Stored items
----------
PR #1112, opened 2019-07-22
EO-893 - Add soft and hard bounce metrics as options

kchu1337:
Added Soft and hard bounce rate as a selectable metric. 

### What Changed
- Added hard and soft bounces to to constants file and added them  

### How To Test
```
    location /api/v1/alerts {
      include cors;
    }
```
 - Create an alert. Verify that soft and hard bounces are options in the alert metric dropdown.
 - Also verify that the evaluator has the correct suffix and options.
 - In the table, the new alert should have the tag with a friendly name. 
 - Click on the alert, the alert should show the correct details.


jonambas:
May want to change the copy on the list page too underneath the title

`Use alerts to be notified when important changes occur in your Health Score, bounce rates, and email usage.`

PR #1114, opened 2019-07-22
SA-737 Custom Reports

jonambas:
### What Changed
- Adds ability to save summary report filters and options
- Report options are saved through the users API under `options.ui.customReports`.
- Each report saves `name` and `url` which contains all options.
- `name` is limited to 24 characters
----------
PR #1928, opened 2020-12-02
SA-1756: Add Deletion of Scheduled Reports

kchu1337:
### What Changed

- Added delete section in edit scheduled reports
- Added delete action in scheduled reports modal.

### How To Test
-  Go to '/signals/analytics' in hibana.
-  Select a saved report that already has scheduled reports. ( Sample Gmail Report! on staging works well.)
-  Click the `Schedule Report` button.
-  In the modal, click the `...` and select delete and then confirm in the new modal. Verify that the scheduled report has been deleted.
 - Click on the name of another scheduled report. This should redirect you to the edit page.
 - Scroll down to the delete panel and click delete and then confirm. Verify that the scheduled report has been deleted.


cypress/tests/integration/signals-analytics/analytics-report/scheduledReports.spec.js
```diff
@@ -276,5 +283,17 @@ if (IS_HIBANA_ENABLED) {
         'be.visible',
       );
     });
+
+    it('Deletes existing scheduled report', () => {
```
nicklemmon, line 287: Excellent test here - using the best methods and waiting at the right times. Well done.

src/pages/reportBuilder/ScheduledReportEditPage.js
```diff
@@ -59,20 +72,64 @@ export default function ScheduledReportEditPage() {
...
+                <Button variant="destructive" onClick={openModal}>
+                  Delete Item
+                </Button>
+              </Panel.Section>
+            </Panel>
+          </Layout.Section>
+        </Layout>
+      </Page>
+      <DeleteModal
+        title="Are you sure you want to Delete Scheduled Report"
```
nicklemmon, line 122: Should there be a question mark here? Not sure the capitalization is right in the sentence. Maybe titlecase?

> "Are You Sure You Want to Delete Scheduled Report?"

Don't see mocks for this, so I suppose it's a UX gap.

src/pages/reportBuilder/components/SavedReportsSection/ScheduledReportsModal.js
----------
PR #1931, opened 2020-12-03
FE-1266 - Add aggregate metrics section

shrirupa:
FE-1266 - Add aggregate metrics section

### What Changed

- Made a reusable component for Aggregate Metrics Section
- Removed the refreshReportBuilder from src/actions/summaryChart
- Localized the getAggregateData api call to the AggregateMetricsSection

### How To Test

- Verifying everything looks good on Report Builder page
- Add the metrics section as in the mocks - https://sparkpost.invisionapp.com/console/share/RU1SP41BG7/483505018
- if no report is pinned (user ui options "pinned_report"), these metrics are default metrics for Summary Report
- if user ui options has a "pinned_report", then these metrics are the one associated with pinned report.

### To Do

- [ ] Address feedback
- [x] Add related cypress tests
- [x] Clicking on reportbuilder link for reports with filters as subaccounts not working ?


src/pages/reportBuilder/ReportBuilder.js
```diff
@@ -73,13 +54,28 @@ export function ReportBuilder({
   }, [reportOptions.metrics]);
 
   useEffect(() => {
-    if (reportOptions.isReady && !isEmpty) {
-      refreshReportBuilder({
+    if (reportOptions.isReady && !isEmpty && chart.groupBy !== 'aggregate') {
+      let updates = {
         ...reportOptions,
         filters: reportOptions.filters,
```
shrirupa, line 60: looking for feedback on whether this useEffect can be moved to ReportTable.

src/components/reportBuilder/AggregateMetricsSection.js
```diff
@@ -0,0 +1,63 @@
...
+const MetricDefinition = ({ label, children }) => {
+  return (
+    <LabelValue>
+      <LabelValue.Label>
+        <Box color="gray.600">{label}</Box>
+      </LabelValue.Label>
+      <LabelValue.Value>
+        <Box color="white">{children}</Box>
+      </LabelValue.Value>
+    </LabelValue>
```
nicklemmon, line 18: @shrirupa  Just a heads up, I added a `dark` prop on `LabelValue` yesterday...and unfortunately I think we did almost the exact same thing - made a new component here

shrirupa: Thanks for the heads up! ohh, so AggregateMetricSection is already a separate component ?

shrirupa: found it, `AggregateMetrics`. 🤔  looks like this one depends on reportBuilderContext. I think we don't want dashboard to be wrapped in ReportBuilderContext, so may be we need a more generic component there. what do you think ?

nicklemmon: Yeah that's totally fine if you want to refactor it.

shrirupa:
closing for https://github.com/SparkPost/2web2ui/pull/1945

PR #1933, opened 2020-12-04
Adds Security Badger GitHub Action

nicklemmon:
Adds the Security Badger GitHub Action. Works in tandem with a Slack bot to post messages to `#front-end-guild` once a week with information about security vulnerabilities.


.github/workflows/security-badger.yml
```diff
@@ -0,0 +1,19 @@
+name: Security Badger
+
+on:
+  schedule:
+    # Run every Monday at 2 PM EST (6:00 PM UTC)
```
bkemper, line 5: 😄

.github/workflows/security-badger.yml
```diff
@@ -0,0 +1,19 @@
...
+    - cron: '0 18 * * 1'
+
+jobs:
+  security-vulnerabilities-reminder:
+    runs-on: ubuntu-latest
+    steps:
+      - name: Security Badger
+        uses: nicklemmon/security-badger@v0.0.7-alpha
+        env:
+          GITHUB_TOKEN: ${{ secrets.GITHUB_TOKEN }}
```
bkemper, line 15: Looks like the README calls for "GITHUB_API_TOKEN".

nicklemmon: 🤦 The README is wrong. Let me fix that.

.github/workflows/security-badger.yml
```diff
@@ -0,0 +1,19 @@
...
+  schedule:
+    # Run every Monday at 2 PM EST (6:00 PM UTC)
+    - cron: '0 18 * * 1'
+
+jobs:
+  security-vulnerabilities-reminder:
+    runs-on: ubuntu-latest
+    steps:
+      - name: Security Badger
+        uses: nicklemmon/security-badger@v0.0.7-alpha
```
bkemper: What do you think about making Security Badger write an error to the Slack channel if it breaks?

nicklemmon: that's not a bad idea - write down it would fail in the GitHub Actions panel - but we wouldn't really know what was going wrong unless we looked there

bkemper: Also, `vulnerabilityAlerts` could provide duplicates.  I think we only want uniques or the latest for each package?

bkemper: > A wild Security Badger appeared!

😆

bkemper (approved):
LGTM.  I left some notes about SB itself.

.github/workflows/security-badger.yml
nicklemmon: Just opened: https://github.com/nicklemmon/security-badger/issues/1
----------
Directions for this task: The answer must be every line from the records above that contains "Adds".

Exercise response:
- Adds ability to save summary report filters and options
Adds Security Badger GitHub Action
Adds the Security Badger GitHub Action. Works in tandem with a Slack bot to post messages to `#front-end-guild` once a week with information about security vulnerabilities.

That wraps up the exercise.